-- Problem description --
Copy out every line of the data that follows, exactly.

--- Dataset extract ---

PR #47, opened 2022-03-17
GitHub actions

KennethNielsen:
This PR aims to setup continuous integration (CI) for ixdat via [Github Actions[(https://docs.github.com/en/actions).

---

-- Answer to the exercise --
PR #47, opened 2022-03-17
GitHub actions

KennethNielsen:
This PR aims to setup continuous integration (CI) for ixdat via [Github Actions[(https://docs.github.com/en/actions).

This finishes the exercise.